# Wildlife Groups Anti Youth



## g/o (Jul 13, 2004)

Wildlife groups anti-youth
By Jim Collins Jr., 
Published Sunday, February 18, 2007
I was stunned to discover that the Cass County Wildlife Club, United Sportsmen and North Dakota Wildlife Federation testified in opposition to all five youth hunting initiatives in the Legislature.

Can you imagine being a young hunter and finding out that your dad or mom is more interested in getting his/her antelope tag than allowing a tag to be auctioned off for the benefit of the hunter safety program, an educational program you must take before hunting. How selfish have the members of these groups become? I do believe there is plenty of game for all of us to have a chance at harvesting.

These are not the same organizations for which my father served as a lobbyist in the 1970s and 1980s.

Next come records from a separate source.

PR #1247, opened 2017-09-29
exit with code 130 after a KeyboardInterrupt

### LINKED ISSUE #1234: keyboard interrupt should not exit with code 0
currently streamlink exit with 0 when hit by keyboard interrupt, 
it's hard to handle within automation script,

https://unix.stackexchange.com/questions/223189/what-does-exit-code-130-mean-for-postgres-command
 
 - if the process exited with exit(n) or return n from main(): the lower 8 bits of n (n & 0xFF).
 - if the process was killed by signal n: n + 128.

that do have some convention so people can handle them graceful with script

xgi:
Adds sys.exit(130) where applicable after a KeyboardInterrupt occurs. Notably there are two consecutive KeyboardInterrupt checks; this commit causes a code 130 even if only the first occurs and not the additional "panic" one.

130 is the correct exit code in this case because KeyboardInterrupt causes a SIGINT which has value n=2 and the appropriate exit code is 128+n (see: http://tldp.org/LDP/abs/html/exitcodes.html)

Fixes #1234

### DIFF
--- a/src/streamlink_cli/main.py
+++ b/src/streamlink_cli/main.py
@@ -1043,18 +1043,21 @@ def main():
             setup_options()
             setup_plugin_options()
             handle_url()
-        except KeyboardInterrupt:
+        except KeyboardInterrupt as keyboard_interrupt:
             # Close output
             if output:
                 output.close()
             console.msg("Interrupted! Exiting...")
+            interrupt = keyboard_interrupt
         finally:
             if stream_fd:
                 try:
                     console.logger.info("Closing currently open stream...")
                     stream_fd.close()
+                    if 'interrupt' in locals():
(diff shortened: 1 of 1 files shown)


gravyboat:
Looks good to me, @beardypig any concerns?

beardypig:
Maybe it's better to set an `exit_code` variable at the start of `main()` to `0`, then set it to `130` during the `KeyboardInterrupt`?  That way we can more easily change the exit code for other reasons.

beardypig:
@xgi that looks nicer :)

gravyboat:
Thanks @xgi and thanks for reviewing @beardypig!

PR #1265, opened 2017-10-10
Handle repeated keys in parse_params

worstperson:
The conn option for rtmpdump my need to be added multiple depending on the target server, but parse_params overwrites repeated keys with the last value processed. This patch creates and adds values into a list that the function bake in streamprocess.py handles.

### DIFF
--- a/src/streamlink/plugin/plugin.py
+++ b/src/streamlink/plugin/plugin.py
@@ -149,7 +149,13 @@ def parse_params(params):
         except Exception:
             pass
 
-        rval[key] = value
+        if key in rval:
+            if not isinstance(rval[key], list):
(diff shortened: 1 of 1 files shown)


gravyboat:
This looks fine to me. @beardypig opinions?

beardypig:
You can already pass multiple value for conn by doing `conn=["one", "two"]`. This might be a nicer way to do it, and I guess it wouldn't break the current functionality - just need to test that.

gravyboat:
@beardypig Are we awaiting tests of this nature on the PR or did you have something else in mind?

worstperson:
Thank you beardypig! Closing this request since the functionality already exists.

PR #1274, opened 2017-10-16
plugins.turkuvaz: fix some turkuvaz sites and add support for anews

beardypig:
Fix support for `minikacocuk.com.tr` and `atvavrupa.tv` live streams, and add support for `anews.com.tr`.


gravyboat:
Nice, thanks @beardypig!

PR #1276, opened 2017-10-16
plugins.dogus/startv: fix dogus sites

beardypig:
HDS streams don't appear to be supported any more, and star tv is now an embedded YouTube live stream.


gravyboat:
Thanks @beardypig!

Issue #1273, opened 2017-10-15
[Zattoo] Streamlink crashes on Arch Linux


MaLomm:
### Checklist

- [x] This is a bug report.
- [ ] This is a feature request.
- [ ] This is a plugin (improvement) request.
- [ ] I have read the contribution guidelines.

### Description

`streamlink -p mpv "https://zattoo.com/watch/daserste" best --zattoo-email email --zattoo-password password` results in: 

```
[cli][info] Found matching plugin zattoo for URL https://zattoo.com/watch/daserste
Traceback (most recent call last):
  File "/usr/bin/streamlink", line 11, in <module>
    load_entry_point('streamlink==0.8.1', 'console_scripts', 'streamlink')()
  File "/usr/lib/python3.6/site-packages/streamlink_cli/main.py", line 1043, in main
    handle_url()
  File "/usr/lib/python3.6/site-packages/streamlink_cli/main.py", line 482, in handle_url
    streams = fetch_streams(plugin)
  File "/usr/lib/python3.6/site-packages/streamlink_cli/main.py", line 394, in fetch_streams
    sorting_excludes=args.stream_sorting_excludes)
  File "/usr/lib/python3.6/site-packages/streamlink/plugin/plugin.py", line 385, in get_streams
    return self.streams(*args, **kwargs)
  File "/usr/lib/python3.6/site-packages/streamlink/plugin/plugin.py", line 288, in streams
    ostreams = self._get_streams()
  File "/usr/lib/python3.6/site-packages/streamlink/plugins/zattoo.py", line 224, in _get_streams
    if self._expires < time.time():
TypeError: '<' not supported between instances of 'NoneType' and 'float'
```

### Reproduction steps / Explicit stream URLs to test

1. https://zattoo.com/watch/daserste

### Environment details

Operating system and version: Arch Linux, current
Streamlink version: streamlink 0.8.1 (git)
Python version: Python 3.6.2

PR #1293, opened 2017-10-27
[zattoo] It won't work with None in Python 3.6, set always a default …

back-to:
…date instead of None.

Fixed streamlink/streamlink#1273


gravyboat:
Thanks @back-to!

Definitely not the same ones that invited me to testify in favor of the mourning dove season when I was 14 years old.

In a time where the state is trying to figure out how to keep our young people here and get them involved, this just adds to the reasons to leave. Melodramatic some may say of me, poppycock. I am 41 years old and have seen the enthusiasm in the eyes of my nephew and niece when it comes time to go deer hunting. Now I learn that the organizations that should be supporting and encouraging youth are whining adults that want to discourage them from learning the art of legal hunting. I must assume these are the same conservation-minded individuals who complain anytime a teenage hunter shoots a big buck during the youth season. Grow up and share their happiness.

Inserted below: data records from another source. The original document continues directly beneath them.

Issue #1295, opened 2017-10-27
live.me plugin fails


JohnDoh666:
### Checklist

- [x] This is a bug report.
- [ ] This is a feature request.
- [ ] This is a plugin (improvement) request.
- [x] I have read the contribution guidelines.

### Description
The liveme.com plugin fails to load streams

### Reproduction steps / Explicit stream URLs to test

```
streamlink http://liveme.com/live.html?videoid=1509098076123280858 best
[cli][info] Found matching plugin liveme for URL http://liveme.com/live.html?videoid=15090980761232808581&countryCode=undefined
error: Unable to validate JSON: Unable to validate key 'status': u'400' does not equal '200'
```
### Environment details

Operating system and version: ...
MacOS

Streamlink and Python version: ...
Streamlink v0.81 on python 2.7

[Love Streamlink? Please consider supporting our collective. Thanks!](https://opencollective.com/streamlink/donate)

PR #1298, opened 2017-10-30
[liveme] API update

back-to:
closes streamlink/streamlink#1295

### DIFF
--- a/src/streamlink/plugins/liveme.py
+++ b/src/streamlink/plugins/liveme.py
@@ -1,4 +1,5 @@
-from __future__ import print_function
+import math
+import random
 import re
 
 from streamlink.plugin import Plugin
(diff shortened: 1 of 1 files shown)


src/streamlink/plugins/liveme.py
```diff
@@ -26,6 +27,16 @@ class LiveMe(Plugin):
     def can_handle_url(cls, url):
         return cls.url_re.match(url) is not None
 
+    def _random_t(self, t):
+        n = "ABCDEFGHJKMNPQRSTWXYZabcdefhijkmnprstwxyz2345678"
+        e = len(n)
+        a = ""
+        r = 0
+        while (r < t):
+            a += n[math.floor(random.randrange(e))]
```
beardypig: `random.choice` might be a better method to use, eg. `random.choice(n)`. 
Personally, I'd just use a list comprehension/generator to do it :) 
```python
def _random_t(self, t):
    return "".join(random.choice("ABCDEFGHJKMNPQRSTWXYZabcdefhijkmnprstwxyz2345678") for _ in range(t))
```

beardypig:
Nice to see you back to streamlink @back-to ... :)

src/streamlink/plugins/liveme.py
back-to: i just did the same, as it is on their website.

```js
function t(t) {
    t = t || 32;
    for (var n = "ABCDEFGHJKMNPQRSTWXYZabcdefhijkmnprstwxyz2345678", e = n.length, A = "", r = 0; r < t; r++) A += n.charAt(Math.floor(Math.random() * e));
    return A
}
```

but `random.choice` looks easier.

gravyboat:
Looks good, thanks @back-to and thanks @beardypig for the review.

I commend a member of the N.D. Wild Turkey Federation who helped craft the legislation to allow permits to be held for a youth season. I encourage more people to join your organization. I have sent back my renewal notice and can no longer support those organizations.

I can only wonder whether this attitude is representative of these organizations' local clubs, since they are the grass-roots folks who are supposed to be guiding their lobbyists.

Our state's natural resources are to be conserved and shared by all, especially our youth who will inherit them and hopefully continue the proud heritage of activities such as wildlife photography, bird watching and yes, legal hunting.

Finally, when this fall rolls around, I hope to be there when my nephew gets his first deer tag and will walk my legs off to help him get his first buck or doe. What an opportunity for me.

Collins, Bismarck, N.D., is an outdoorsman and environmental scientist. E-mail [email protected]

Whew, for once the outfitters were not mentioned


----------



## Plainsman (Jul 30, 2003)

> In a time where the state is trying to figure out how to keep our young people here and get them involved, this just adds to the reasons to leave.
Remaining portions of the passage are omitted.